In 2015, when the biotech where she had been chief medical officer for four years got scooped up by Celgene for about $7 billion, Dr. Sheila Gujrathi took a step back and thought about her next move.
A Stanford- and Harvard-trained physician, Gujrathi had also worked at healthcare companies for more than 15 years, including at big names like Genentech and Bristol-Myers Squibb.
Gujrathi knew she wasn’t done with her career. She also realized two things. One, she wanted to start her own company. And she wanted to run it herself.
Today that is Gossamer Bio, a $1.2 billion biotech in San Diego focused on the science of the immune system, the human body’s defense against disease, as well as diseases of inflammation and cancer.
The company is named after the thin, delicate “gossamer” threads that tie different people together, in honor of the company’s relationships with everyone from its employees to patients.
It’s developing treatments for a severe sub-type of asthma, long-term sinus inflammation, chronic hives, a type of high blood pressure, inflammatory bowel disease, and more.
“What drew me to this was really building this from the ground up,” Gujrathi, today the co-founder and CEO of Gossamer Bio, told Business Insider.
Preparing to be a CEO with 3 key jobs
When Gujrathi founded Gossamer Bio, which was launched last year, she was taking on the job of CEO for the first time.
That meant assuming a wide range of responsibilities, from overseeing different parts of the company, to financing, expenses, operations and admin.

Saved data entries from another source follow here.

PR #6, opened 2021-09-10
restrict test action to PR

mrmasterplan:
I expect that this will restrict the running of the test action to be in the pr, and not after the PR is merged.

### DIFF
--- a/.github/workflows/test.yml
+++ b/.github/workflows/test.yml
@@ -1,10 +1,6 @@
 name: Test
 
 on:
-  push:
-    branches:
-      - main
-      - master
   pull_request:
     branches:
       - main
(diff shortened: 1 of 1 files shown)


.github/workflows/test.yml
```diff
@@ -1,10 +1,6 @@
 name: Test
 
 on:
-  push:
-    branches:
-      - main
-      - master
   pull_request:
```
perkops, line 4: suggestion:

on:
  pull_request:
    types:
      - opened
      - synchronize
      - reopened

mrmasterplan: implemented

perkops (approved):

PR #14, opened 2021-09-22
pyspark now not an explicit dependency

mrmasterplan:
pyspark now not an explicit dependency. Installed in the pipelines instead


mrmasterplan:
The version test fails because the last verion conflicts with pyspark. Exactly the problem I need to avoid.

PR #18, opened 2021-09-25
Tuned pipelines

mrmasterplan:
Piplines are renamed and tuned
using concepts from other atc libs:
- pre-integration
- post-integration
- release
except the last two are combined.


.github/workflows/pre-integration.yml
```diff
@@ -0,0 +1,45 @@
+name: Pre-Integarion
```
perkops, line 1: spelling mistake

.github/workflows/post-integration-and-release.yml
```diff
@@ -1,12 +1,12 @@
...
+name: Post-Integration and Release
 
 on:
   push:
     branches:
       - main
 
 jobs:
-  deploy:
+  release:
```
perkops, line 9: Why do we push to both test and "prod" pypi in the same flow - wouldnt this be nice to split up in different flows? E.g. post-integration pushes to test-pypi and release pushes to pypi.

We have the stable step, so we can accumulate changes before we make a release (in order not to spam people).

In next version of this setup, we would want the documentation to be updated.

perkops: Right now, i think it would be best to align the releases processes - until we have time to streamline to new flow/setup.

mrmasterplan: Ok, let's do it your way. post-integration is now equal to publishing to TestPyPi. Release is publishing to PyPi

perkops (approved):

PR #19, opened 2021-09-27
Add custom drop table cascade

LauJohansson:
This PR contains an idea for a function that drops a table and its files. As I understand databricks, there is no way of removing a table including its files. The "cascade" function in SQL only works for a whole database. Let me get your thoughts.


mrmasterplan:
nice stuff. Mind if I touch it up a bit with type-hints?

src/atc/functions.py
```diff
@@ -2,10 +2,47 @@
...
 from pyspark.sql.types import StringType
 import uuid as _uuid
+import pyspark.sql.functions as F
+from pathlib import Path
 
 # Pyspark uuid function implemented as recommended here
 # https://stackoverflow.com/questions/49785108/spark-streaming-with-python-how-to-add-a-uuid-column/50095755
 uuid = udf(lambda: str(_uuid.uuid4()), StringType()).asNondeterministic()  # noqa
+
+def init_dbutils(spark):
```
mrmasterplan, line 16: since we use Spark.get() in drop_table_cascade, is it not ok  to use it here also and remove the argument?

src/atc/functions.py
```diff
@@ -2,10 +2,47 @@
...
+    try:
+        from pyspark.dbutils import DBUtils
+        dbutils = DBUtils(spark)
+    except ImportError:
+        import IPython
+        dbutils = IPython.get_ipython().user_ns["dbutils"]
+    return dbutils
+
+def drop_table_cascade(DataBaseName,TableName):
```
mrmasterplan, line 25: You only use DataBaseName and TableName in the combination `f"{DataBaseName}.{TableName}"`. Is it not ok to just give this as a single argument?

src/atc/functions.py
```diff
@@ -2,10 +2,47 @@
...
+
+    #Check if table exists 
+    if Spark.get()._jsparkSession.catalog().tableExists(DataBaseName, TableName):
+
+        #### GET PATH - Idea 1 ###
```
mrmasterplan, line 30: I definitely prefer your idea 2. Let's remove the discussion comments and just leave the code.

src/atc/functions.py
mrmasterplan, line 25: Also, I recommend to add a comment string that says what the function does.

src/atc/functions.py
```diff
@@ -2,10 +2,47 @@
...
+        # #Collect parent 
+        # table_path=str(Path(file_name).parent)
+        ##########################
+
+        #### GET PATH - Idea 2 ###
+        table_path=str(Spark.get().sql(f"DESCRIBE DETAIL {DataBaseName}.{TableName}").collect()[0]["location"])
+        ##########################
+
+        if table_path is None:
+            raise Exception(f"Table path is NONE.")
```
mrmasterplan, line 42: It is generally a good idea to make up your custom Exception classes and raise those:

    class MyUnableToCascadeException(Exception):
        pass

This allows those that have to catch it to only catch your specific one. In fact pycharm complains if you try to `except Exception` saying that this is too broad (it will catch everything including misspelled variables etc.).

src/atc/functions.py
LauJohansson: Like this?

def init_dbutils():
    try:
        from pyspark.dbutils import DBUtils
        dbutils = DBUtils(Spark.get())
    except ImportError:
        import IPython
        dbutils = IPython.get_ipython().user_ns["dbutils"]
    return dbutils

src/atc/functions.py
LauJohansson: I dont understand how I should do this? Lets have a talk

mrmasterplan (approved):

PR #25, opened 2021-10-04
Fluent interface for the etl framework

mrmasterplan:
I made the fluent interface work that you suggested. I really like the style, plus it was a nice challenge.

TODO: Documentation.

NOTE: This is a pull-request to merge into another feature branch. This is intentional.


christianhelle:
Nice! This is exactly what I had in mind! Thanks!

PR #26, opened 2021-10-04
Feature/spark function to join to time structured dataframes

JeppeBlixen:


mrmasterplan (approved):
This will not break anything existing, so let's merge it in.
I recommend that you increment the version to 0.1.18 (no rc or pre appendix) so that we can get this released.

Not to mention, “how to work well with the board, how to really have a highly-functioning executive team, and that’s really integrated across all the organizations,” she said.
Asked what the experience was like, Gujrathi pointed to three previous roles that were especially good training.
First, a stint as a management consultant at McKinsey early in her career. There, Gujrathi said she got a good deal of business training on subjects like project management and communications.
“I came in with that type of mindset, really understanding how to be a business consultant, thinking analytically about the business and types of problems that needed to be solved,” she said.
Then there was her time at Receptos as its chief medical officer for four years.
That role, like being CEO, means overseeing a major part of a company’s operations. It’s a high-pressure, high-stress position, overseeing things that can make or break a biotech, like designing research trials and ensuring data is high quality.
“I think it’s a great step to being a CEO, with so much content and importance to what a clinical biotech company does,” she said.
“Obviously now I’m working on financing strategy, business development, investor relations” and more, she added, “but the skills I have” served her well as CEO.
And of course, Gujrathi’s medical background comes in handy every day, as does a drive for making medicines that can better serve patients, she said.
“So it’s a great mix, a great marriage, if you will, being CEO of a biotech company,” Gujrathi said.